PHOENIX Petroleum Philippines Inc. reduced its net loss in the second quarter to P5 million, from P386 million in the first quarter brought about by the strong demand of its liquefied petroleum gas (LPG) product.
The company said LPG outperformed the rest of its business and emerged as an essential product for households as individuals and families stayed and prepared meals at home during the lockdown. The surge in demand, it added, was ably supported by the oil firm’s partnership with Singapore-based Hengyi Industries International Pte. that Phoenix Petroleum said ensured security and reliability of supply.
Growth was across the board for the Luzon, Visayas, Mindanao and Vietnam markets with total volume up 88 percent year-on-year in the first half. Phoenix Gas Vietnam, in particular, delivered a 409-percent volume increase with only selective movement restrictions and no widespread lockdowns in place in the country.
The company’s earnings before interest, tax, depreciation and amortization stood at P1.22 billion in the first half, driven by a 43-percent quarter-on-quarter growth in volume led by the overseas business, particularly by LPG, improved overall margins, and significant cost actions in the second quarter.
Revenues were down 30 percent, mainly due to a sharp year-on-year-year decline in oil prices. However, limited inventory replenishment due to credit tightening curtailed recovery and resulted in weaker-than-expected volume in domestic fuel.
“We continue to deliver quality and safe products, and essential services to our customers whose patronage helped minimize disruptions to our business. To the extent that we can, we will continue to assist customers during these challenging times by granting credit extensions,” Phoenix Petroleum President Henry Albert R. Fadullon said.
“However, regional and local developments within the industry and credit markets have tightened access to working capital. We saw this hamper our recovery in the second quarter as we had to divert resources to debt service and pull back on inventory replenishment,” Fadullon added.
Prior to the community quarantine, the company said it reduced inventory levels by delaying imports, which allowed Phoenix Petroleum to minimize inventory losses resulting from falling prices and the slowdown in demand.

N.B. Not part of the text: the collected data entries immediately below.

Issue #543, opened 2023-11-08
BoundsHandleInteractable throws errors on empty GameObject[BUG]


johannes-weidenfeller:
## Describe the bug

If an empty GameObject with an attached BoundsControl component is instantiated during runtime, the BoundsHandleControl component of the BoundingBoxWithHandles Bounds Visual Prefab throws the following error:

_transform.localScale assign attempt for 'ScaleHandle' is not valid. Input localScale is { Infinity, 100.000000, 100.000000 }._

These errors are not thrown when the object is initially placed in the scene instead of instantiated during runtime.

## To reproduce

1. Create a prefab of an empty GameObject with a BoundsControl component and assign the BoundingBoxWithHandles prefab to the Bounds Visual Prefab of the BoundsControl component
2. Instantiate the prefab during runtime

## Expected behavior

The transforms of the bounds handles should not be set if the bounds are zero which seems to work for scene-placed objects.

## Screenshots

![image](https://github.com/MixedRealityToolkit/MixedRealityToolkit-Unity/assets/54772951/d28c162d-d83d-415f-a5e1-29a8b03d49c5)

## Your setup (please complete the following information)

- Unity Version 2021.3.19f1
- MRTK Version 3.0.0-pre.18

AMollis:
@johannes-weidenfeller, please update the GA versions for MRTK3, and try again.

AMollis:
@marlenaklein-msft , I think you looked at bounds control before?  Does this seem like something we addressed in MRTK3 GA?

marlenaklein-msft:
The previous issue with infinite bounds was specific to flattened bounds and resolved here https://github.com/MixedRealityToolkit/MixedRealityToolkit-Unity/pull/12. I am guessing it may be something similar where a vector is not being updated... will look into this

marlenaklein-msft:
Resolved with this PR https://github.com/MixedRealityToolkit/MixedRealityToolkit-Unity/pull/558

PR #558, opened 2023-11-21
Fix Bugs with Bounding Box Initialized at Runtime

marlenaklein-msft:
Fixes the errors reported in https://github.com/MixedRealityToolkit/MixedRealityToolkit-Unity/issues/543, as well as current behavior where an empty game object initialized at runtime will have unreasonable bounds values for one frame and a non-empty prefab like the coffee cup will have handles incorrectly enabled for one frame:

image

This change ensures that the LateUpdate in BoundsHandleInteractable is not called before Update when bounding boxes are initialized at runtime. This prevents incorrect vector values and division by zero, and the other odd behavior for that first frame.


org.mixedrealitytoolkit.spatialmanipulation/BoundsControl/BoundsHandleInteractable.cs
```diff
@@ -102,6 +104,14 @@ protected override void Awake()
             HideOnStartup();
         }
 
+        /// <summary>
+        /// A Unity event function that is called every frame, if this object is enabled.
+        /// </summary>
+        protected virtual void Update()
+        {
+            hasUpdated = true;
```
AMollis, line 112: Can we validate the initialization state in LateUpdate() without adding an additional flag?

AMollis (changes requested):

marlenaklein-msft:
**Issue 1: Handles Incorrectly Appear** 
The handlesEnabled variable is applied during SqueezeableBoxVisuals' Update. If an object with handles disabled is initialized at runtime, BoundsHandleInteractable's LateUpdate is called first and the handles will incorrectly appear for that first frame.
**Solution:** Call Update from Awake in Squeezable Box Visuals, make a protected flag, or delay LateUpdate until after Update in BoundsHandleInteractable.

**Issue 2: Errors logged for invalid scale**
In BoundsHandleInteractable LateUpdate, the local scale is set to 1/transform.lossyscale. When transform.lossyscale is 0 we get an error from division by 0. The lossyscale being 0 is attributable to the grandparent object (SqueezableBoxVisuals) which has its bounds set by BoundsControl's ComputeBounds which is called from BoundsControl's Update. 
**Solution:** Check explicitly for division by 0, change the call ComputeBounds (complicated to refactor), or delay LateUpdate until after Update in BoundsHandleInteractable.

**Issue 3: Star-shaped explosion when colliders are enabled with invalid scale.** 
**Solution:** Move enabling of colliders to Update or delay LateUpdate until after Update in BoundsHandleInteractable.

org.mixedrealitytoolkit.spatialmanipulation/BoundsControl/BoundsHandleInteractable.cs
```diff
@@ -117,27 +134,18 @@ public void Start()
...
-            }
-
             // Maintain the aspect ratio/proportion of the handles, globally.
             transform.localScale = Vector3.one;
-            transform.localScale = new Vector3(1.0f / transform.lossyScale.x,
-                                               1.0f / transform.lossyScale.y,
-                                               1.0f / transform.lossyScale.z);
-            
+            transform.localScale = new Vector3(1.0f / (transform.lossyScale.x == 0 ? 1 : transform.lossyScale.x),
+                                1.0f / (transform.lossyScale.y == 0 ? 1 : transform.lossyScale.y),
```
AMollis, line 140: nit: please indent only four spaces

```cs
            transform.localScale = new Vector3(1.0f / (transform.lossyScale.x == 0 ? 1 : transform.lossyScale.x),
                1.0f / (transform.lossyScale.y == 0 ? 1 : transform.lossyScale.y),
                1.0f / (transform.lossyScale.z == 0 ? 1 : transform.lossyScale.z));
```

org.mixedrealitytoolkit.spatialmanipulation/BoundsControl/Visuals/SqueezableBoxVisuals.cs
```diff
@@ -194,6 +194,7 @@ private void Awake()
 
             // Compute flatten vector at startup.
             flattenVector = BoundsCalculator.CalculateFlattenVector(transform.lossyScale);
+            Update();
```
AMollis, line 197: We shouldn't be calling Update() in Awake().   Update() should only be called directly by the Unity.

What were you trying to initialize here?

AMollis (changes requested):

org.mixedrealitytoolkit.spatialmanipulation/BoundsControl/Visuals/SqueezableBoxVisuals.cs
AMollis: Maybe instead of Update(), the squeeze handles should be updated in LateUpdate(), to match the bounds control.

Or can we initialize the squeeze box visuals to some initial state here, without executing all of update()...for example, can we do this?


```cs
float initialActiveFocus = 0;
float initialActivation = 0;
float initialShrink = 0;
WritePropertyValues(boundsRenderer, propertyBlock,, initialActiveFocus , initialActivation , initialShrink);
```

AMollis (changes requested):

org.mixedrealitytoolkit.spatialmanipulation/BoundsControl/BoundsHandleInteractable.cs
```diff
@@ -102,6 +102,23 @@ protected override void Awake()
             HideOnStartup();
         }
 
+        /// <summary>
+        /// A Unity event function that is called every frame, if this object is enabled.
+        /// </summary>
+        protected virtual void Update()
+        {
+            // Do our IsOccluded "setter" in Update so we don't do this multiple times a frame.
+            if (IsOccluded != wasOccludedLastFrame)
```
AMollis, line 111: The SqueezeBoxVisuals update BoundsHandleInteractable::IsOccluded in Update(). To ensure that BoundsHandleInteractable has a valid IsOccluded value for the frame, BoundsHandleInteractable has to use IsOccluded  in LateUpdate() and not Update()....
 
So we shouldn't move this code.

AMollis: I think if you remove the call to SqueezableBoxVisuals::Update() in  SqueezableBoxVisuals::Awake() .... this code can be in LateUpdate().   That is, if SqueezableBoxVisuals::Update() is not called, then IsOccluded is not updated. Which means `if (IsOccluded != wasOccludedLastFrame)` won't evaluate to `true`.

AMollis (changes requested):

org.mixedrealitytoolkit.spatialmanipulation/BoundsControl/BoundsHandleInteractable.cs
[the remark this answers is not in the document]
AMollis: Never mind I see `SqueezeBoxVisuals::OnEnable` is calling this.

However, I think this could be causing part of your bug.  Since `SqueezeBoxVisuals::OnEnable` and  `BoundsHandleInteractable::Awake" calls `HideOnStartup()`, and `HideOnStartup()` sets wasOccludedLastFrame to true. LateUpdate() incorrectly using the IsOccluded value too soon.  

I think we need to re-think `HideOnStartup` that was added with this PR....https://github.com/microsoft/MixedRealityToolkit-Unity/pull/11698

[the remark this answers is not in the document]
AMollis: If we need to keep HideOnStartup, then should set IsOccluded to true in HideOnStartup...that should fix stuff

org.mixedrealitytoolkit.spatialmanipulation/BoundsControl/BoundsHandleInteractable.cs
AMollis: Opps... found another issue.  Since `SqueezeBoxVisuals::OnEnable` and  `BoundsHandleInteractable::Awake` calls `HideOnStartup()`, and `HideOnStartup()` sets `wasOccludedLastFrame` to `true`. `LateUpdate()` incorrectly uses the `IsOccluded` value too soon.  

We re-think `HideOnStartup` that was added with this PR....https://github.com/microsoft/MixedRealityToolkit-Unity/pull/11698

If we need to keep HideOnStartup, then should set IsOccluded to true in HideOnStartup...that should fix stuff

org.mixedrealitytoolkit.spatialmanipulation/BoundsControl/BoundsHandleInteractable.cs
marlenaklein-msft: done

org.mixedrealitytoolkit.spatialmanipulation/BoundsControl/Visuals/SqueezableBoxVisuals.cs
marlenaklein-msft: with force occlusion function, this is no longer needed

org.mixedrealitytoolkit.spatialmanipulation/BoundsControl/BoundsHandleInteractable.cs
```diff
@@ -161,6 +163,23 @@ public void HideOnStartup()
             wasOccludedLastFrame = true;
         }
 
+        /// <summary>
+        /// Sets <see cref="IsOccluded"/> to true, and forces handling of occlusion immediately."/>
```
AMollis, line 167: Sorry this is probably my fault... remove this bogus stuff at the end of the sentence...

 "/>

AMollis (approved):
One comment :)

org.mixedrealitytoolkit.spatialmanipulation/BoundsControl/BoundsHandleInteractable.cs
```diff
@@ -151,6 +152,7 @@ private float MaxComponent(Vector3 v)
         /// <summary>
         /// Occludes the handle so it is not initially visible when it should start disabled.
         /// </summary>
+        [Obsolete("Force hiding handles is no longer supported. Use IsOccluded instead.")]
```
AMollis, line 155: ack .... please fix my typo :)

"Force hiding is no longer supported. Use IsOccluded instead."

AMollis (approved):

In addition, the oil company benefited from the structural cost reductions following the streamlining of the lubricants and FamilyMart supply chains last year and the rationalization of its road transport unit this year.
With leaner operations, Phoenix Petroleum is able to reduce operational expenses (Opex) and sustainably improve long term productivity. Opex per liter was down 30 percent in the first half. With implemented Opex cuts close to P400 million, the oil firm expects P800-million worth of savings by year-end. Also, Phoenix Petroleum is actively seeking more efficiencies after achieving P1.3 billion of its P1.5 billion goal of capital expenditure savings. “We are pleased with the progress we’ve made in stabilizing the business as we are on track to bringing the business back into profitability by third quarter,” Fadullon said.